Im ersten Schritt wollte ich nun ein Register auslesen, um zu gucken ob  die Kommunikation funktioniert. Also hab ich einen generischen  Datenpunkt im Feldbuskonfigurator angelegt und wollte diesen lediglich  in mein PLC_PRG an eine andere WORD Variable uebergebe. Jedoch zeigt der FU lediglich einen Kommunikationsfehler FDI an.
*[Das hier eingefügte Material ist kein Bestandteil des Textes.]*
PR #390, opened 2019-02-05
 fix(dropdown): don't focus the button on load 

### LINKED ISSUE #387: Dropdown focusess itself on init
Repro:

- add an input to the basic dropdown story
- watch as focus immediately pops onto the dropdown

cal-smith:
closes #387 

The dropdown was applying focus to the button in the `view.select` subscription. Two things to fix that:
1. move the focus to `closeMenu`
2. return early from `closeMenu` if the menu is already closed (should avoid another entire class of errors too as a bonus)


src/dropdown/dropdown.stories.ts
```diff
@@ -17,6 +17,7 @@ storiesOf("Dropdown", module)
 	.add("Basic", () => ({
 		template: `
 		<div style="width: 300px">
+			<input type="text"/>
```
zvonimirfras: Looks like something used for testing, do we want to keep it here?

cal-smith: Oops, yep that definitely shouldn't be there

PR #391, opened 2019-02-05
 feat(table): keyboard accessibility

youda97:


cal-smith:
Tests seem to be failing

src/table/table.stories.ts
```diff
@@ -164,7 +168,8 @@ class DynamicTableStory implements OnInit {
 			[size]="size"
 			[showSelectionColumn]="showSelectionColumn"
 			[striped]="striped"
-			(sort)="customSort($event)">
+			[isDataGrid]="isDataGrid"
+>
```
cal-smith: trailing `>`

youda97:
(1) We need `columnIndex` because if we do it the way you suggested then, for example, when you go into the expanded row from column 2, the index will go to 0. So we need a way to save the previous value before going into the expanded row.

(2) If for example, you had a dropdown then when you press `up/down` in that cell you would be stuck there.

cal-smith:
How does navigation into and out of an expanded row work? Ex. would it be more or less jarring to start at the first column again? Especially considering expanded rows can contain anything (including more tables)

src/table/table.component.ts
```diff
@@ -843,4 +916,86 @@ export class Table {
...
+			return this.model.header.length + 2;
+		} else if (this.model.hasExpandableRows() || this.showSelectionColumn) {
+			return this.model.header.length + 1;
+		} else {
+			return this.model.header.length;
+		}
+	}
+
+	// This is handled in the component so that the columnIndex is saved as you go into expandable rows
+	handleInteractions(event: KeyboardEvent) {
```
zvonimirfras: Directive can know (based on classList) if it's extended row. `columnIndex` can use double binding to update values. This won't be necessary.

src/utils/a11y.ts
```diff
@@ -95,3 +97,14 @@ export function focusPrevElem(elem, parentRef = null) {
 		}
 	}
 }
+
+export function setTabIndex(element: HTMLElement, index: -1 | 0 | 1) {
```
zvonimirfras: Why limit to just those?
```suggestion
export function setTabIndex(element: HTMLElement, index: number) {
```

cal-smith: That was my suggestion ... since tabindex `-1 | 0` are the only really useful options (we shouldn't be specifying positive indexes, since that will break DOM ordering). So, my bad on suggesting to include `1` in the range

zvonimirfras: If this is in utils, our users can also use it in their apps (why wouldn't they) so it makes sense to allow them to set ordering. On a closer look, this function looks table specific so it should be a static function on table or sth.

src/table/data-grid-focus.directive.ts
```diff
@@ -0,0 +1,139 @@
...
+					} else {
+						const firstBodyCell = rows[1].querySelectorAll("td")[0];
+						setTabIndex(firstBodyCell, 0);
+						this.focus(firstBodyCell);
+					}
+				} else if (element.parentElement.className !== "bx--expandable-row-v2") {
+					const firstRowCell = rows[rowIndex].querySelectorAll("th, td")[0];
+					setTabIndex(firstRowCell, 0);
+					this.focus(firstRowCell);
+				}
```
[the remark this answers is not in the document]
youda97: Nothing happens

src/table/data-grid-focus.directive.ts
```diff
@@ -0,0 +1,139 @@
...
+					this.focus(previousSibling);
+				}
+				break;
+			case "Down": // IE specific value
+			case "ArrowDown":
+				if (rowIndex < rows.length - 1) {
+					rowIndex++;
+					const row = rows[rowIndex].querySelectorAll("td");
+					setTabIndex(element, -1);
+					if (rows[rowIndex].className === "bx--expandable-row-v2") {
```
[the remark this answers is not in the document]
youda97: the expanded row and the row before it both have this class. So I have to use `className`

src/table/data-grid-focus.directive.ts
```diff
@@ -0,0 +1,139 @@
...
+				if (event.ctrlKey) {
+					this.columnIndex = lastRow.length - 1;
+					setTabIndex(lastRow[this.columnIndex], 0);
+					this.focus(lastRow[this.columnIndex]);
+				} else if (element.parentElement.className !== "bx--expandable-row-v2") {
+					this.columnIndex = lastRow.length - 1;
+					const lastRowCell = rows[rowIndex].querySelectorAll("th, td")[this.columnIndex];
+					setTabIndex(lastRowCell, 0);
+					this.focus(lastRowCell);
+				}
```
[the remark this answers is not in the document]
youda97: Nothing

src/utils/a11y.ts
cal-smith: Is there a table utils it could live in? Having it as a static method on table means that other classes need to import table to use it, which doesn't look immediately correct

zvonimirfras: Sure, that would work too. Using `Table.setTabIndex()` looks right, though, considering it's a table specific function for setting tab index. Either way makes sense, it's a stylistic preference, I'm good with either, they have the same spirit.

Stelle ich an den Registern noch was um verschwindet zwar der Fehler am FU dafuer zeigt nun aber der MODBUS der WAGO Steuerung ein Fehler an.
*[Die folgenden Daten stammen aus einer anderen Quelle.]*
PR #392, opened 2019-02-06
feat(progress-indicator): adds 'vertical' variant

### LINKED ISSUE #384: Add progress indicator vertical
Once https://github.com/IBM/carbon-components/pull/1717 lands we should make sure we support it too.

werdnanoslen:
fixes #384

Adds a vertical variant to the progress-indicator widget, as defined in https://github.com/IBM/carbon-components/pull/1717

### DIFF
--- a/package.json
+++ b/package.json
@@ -66,7 +66,7 @@
     "core-js": "^2.5.3",
     "rxjs": "^6.0.0",
     "zone.js": "^0.8.26",
-    "carbon-components": "^9.20.0"
+    "carbon-components": "^9.70.0"
   },
   "devDependencies": {
     "@angular-devkit/build-angular": "0.7.1",
@@ -98,7 +98,7 @@
     "@types/node": "8.5.2",
     "angular2-template-loader": "0.6.2",
     "babel-loader": "8.0.4",
-    "carbon-components": "9.68.16",
+    "carbon-components": "^9.70.0",
     "codelyzer": "4.5.0",
     "commitizen": "2.10.1",
     "core-js": "2.5.5",
--- a/package.json
+++ b/package.json
@@ -98,7 +98,7 @@
     "@types/node": "8.5.2",
     "angular2-template-loader": "0.6.2",
     "babel-loader": "8.0.4",
-    "carbon-components": "^9.70.0",
+    "carbon-components": "9.70.0",
     "codelyzer": "4.5.0",
     "commitizen": "2.10.1",
     "core-js": "2.5.5",
--- a/src/progress-indicator/progress-indicator.component.ts
+++ b/src/progress-indicator/progress-indicator.component.ts
@@ -10,7 +10,7 @@ import { ExperimentalService } from "./../experimental.module";
 		class="bx--progress"
 		[ngClass]="{
 			'bx--skeleton': skeleton,
-			'bx--progress--vertical': vertical
+			'bx--progress--vertical': (orientation === 'vertical')
 		}">
 		<li
 		class="bx--progress-step bx--progress-step--{{step.state}}"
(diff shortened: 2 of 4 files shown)


package.json
```diff
@@ -98,7 +98,7 @@
     "@types/node": "8.5.2",
     "angular2-template-loader": "0.6.2",
     "babel-loader": "8.0.4",
-    "carbon-components": "9.68.16",
+    "carbon-components": "^9.70.0",
```
cal-smith: We err on the side of caution and pin all our direct/dev deps

```suggestion
    "carbon-components": "9.70.0",
```

src/progress-indicator/progress-indicator.component.ts
```diff
@@ -59,7 +60,7 @@ export class ProgressIndicator {
 	}
 
 	@Input() steps = [];
-
+	@Input() vertical = false;
```
cal-smith: I'm not sure if `@Input() type: "horizontal" | "vertical" = "horizontal";` or `@Input() direction: "horizontal" | "vertical" = "horizontal";` would make more sense ... I'm good with `@Input() vertical = false` though so I don't think it _needs_ to change.

cal-smith:
Thanks for getting this done btw 🎉

src/progress-indicator/progress-indicator.component.ts
werdnanoslen: I just kept it 1:1 with the accepted PR's style shown here: https://github.com/IBM/carbon-components/pull/1717/files#diff-6e73227357afc271c1386a942097df26R61. If we were to depart from that here, the original component should be updated to use the same variable assignment style.

cal-smith: We do deviate from the vanilla implementation where it makes sense from an API perspective - ex. in dropdown `@Input() type: "single" | "multi" = "single"` ... That seems to be the exception rather then the rule though, since we have a bunch of components with modifiers like this now, so it's going to be more consistent this way

werdnanoslen: @cal-smith By being more consistent, do you mean we should continue the exception and use your suggested change, or avoid deviations and not commit your suggested change?

cal-smith: Sorry that was ambiguous, I mean avoid deviations.

I'll leave this open if anyone else has a strong opinion, but I'm good to give this an approval 👍

zvonimirfras: This _should_ be `type`. It goes very well with how we use `type` in combobox, overflow-menu-option, dropdown, dropdown-list...

werdnanoslen: @zvonimirfras but is that a frequent exception as @cal-smith said, or is that the design direction/rule across the board going forward? Totally open to it myself, just wanna be sure I'm committing based on where we're going, not where we are.

cal-smith: We took some time to think it over ... how about `orientation: "horizontal" | "vertical" = "horizontal"` ... we're trying to establish some primitives we can use across the codebase, and `orientation` makes a lot of sense :+1:

cal-smith: Sorry for the delay!

werdnanoslen: no prob, how's this? 1df8fce5c7f2b96f4ccbbefc60642dafc2ed33be

cal-smith: Perfect 👍

cal-smith:
Looks like `package-lock.json` and `package.json` have some conflicts ... once the ones in `package.json` are fix just regenerate `package-lock.json` and we'll be good to go 🎉

werdnanoslen:
@cal-smith resolved

PR #2353, opened 2020-05-05
feat: support speculative authentication in scram-sha and x509

mbroadst:
**this is the port to 4.0**

This introduces a new auth provider stage `prepare` which allows a provider to alter the handshake document before its used for the initial handshake. The SCRAM-SHA and X509 providers have been improved to use the prepare stage in order to speculatively authenticate, potentially reducing the roundtrips of connection authentication.

NODE-2487


lib/cmap/auth/gssapi.js
```diff
@@ -1,22 +1,15 @@
...
-   */
-  _authenticateSingleConnection(sendAuthCommand, connection, credentials, callback) {
-    const source = credentials.source;
+  auth(authContext, callback) {
+    if (Kerberos[kModuleError]) {
+      callback(Kerberos[kModuleError]);
+      return;
+    }
+
+    const { connection, credentials } = authContext;
```
emadum, line 12: Could go a bit further with destructuring here and get rid of `credentials`, which isn't used again past here.
`const { connection, credentials: { username, password, mechanismProperties } } = authContext;`

mbroadst: I thought we decided against the deep destructuring in one of Neal's PRs, because it would hose TypeScript?

emadum: Possibly, but I don't recall that discussion. Do you remember the details of how it would hose Typescript (or perhaps you do @nbbeeken)?

nbbeeken: There's no issue with doing this with TS. The discussion we had is that you can't use this nested destructuring with ES6 imports, which is potentially something we'd have to use in some far off future. So I had reverted some of the requires to just use one layer of destructuring, but that didn't make it in.

emadum: I do think it would be a bit of a downer to finally be able to use destructuring in v4, but only at the root level.

PR #2354, opened 2020-05-06
fix: honor journal=true in connection string

emadum:
## Description
Ensure the `journal` option returned by`parseQueryString` is converted
into `j` during the `connect` operation. This fixes the issue of the
write concern not being set on commands where `journal` is only specified
in the connection string.

[NODE-2422](https://jira.mongodb.org/browse/NODE-2442)

**What changed?**

- replace `journal` with `j` in options during `connect` operation
- updated test helpers
  - refactored `withMonitoredClient` so it can pass options on to `newClient`
  - added some jsdoc to helpers for better code completion when writing tests


lib/connection_string.js
```diff
@@ -427,7 +427,7 @@ function parseQueryString(query, options) {
 
   // special cases for known deprecated options
   if (result.wtimeout && result.wtimeoutms) {
-    delete result.wtimeout;
+    result.wtimeout = undefined;
```
mbroadst, line 430: I know this is counter to what I've said previously, but in these non-critical paths I think there's actual value to outright removing a known bad value. In the future we might solve this by "plucking" all the values we care about into a new object.

lib/operations/connect.js
```diff
@@ -212,6 +212,12 @@ function connect(mongoClient, url, options, callback) {
       delete _finalOptions.db_options.auth;
     }
 
+    // `journal` should be translated to `j` for the driver
+    if (_finalOptions.journal != null) {
+      _finalOptions.j = _finalOptions.journal;
```
mbroadst, line 217: to me it seems like `j` is the odd man out here, shouldn't we filter that out and depend on `journal` throughout the codebase? `j` is just the field on the command send to the server. 

**UPDATE:** I now see that this is a pretty small change, while what I'm proposing would potentially touch much more of the codebase. Maybe we can defer my suggestion here to @reggi s work on `MongoClientOptions`

emadum: Yeah I think this is the minimal change necessary to fix this issue; it's probably not worth diving deep on this now when we're already planning on overhauling this entire system; definitely worth addressing when we do the overhaul.

mbroadst: btw I think the original complaint is for 3.5, so we'll need a port there too

emadum: #2359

Mir ist bewusst, dass es unzaehlige Fehlerquellen geben kann, deswegen wuerde ich sehr Dankbar sein, wen zunaechst auf die generelle Anbindung von Fremdgeraeten unter Wago bzw. e!COCKPIT eingegangen wird.

Findet die Anbindung rein in dem Netzwerk statt oder muss ich ueber eine zusaetzliche Bibliothek etwas einfuegen ?
Wird die Adresse der Register in Deszimal umgerechnet ?
Wie kann ich Fehler der WAGO Steuerung direkt auslesen (mehr als nur "MODBUS Fehler") ?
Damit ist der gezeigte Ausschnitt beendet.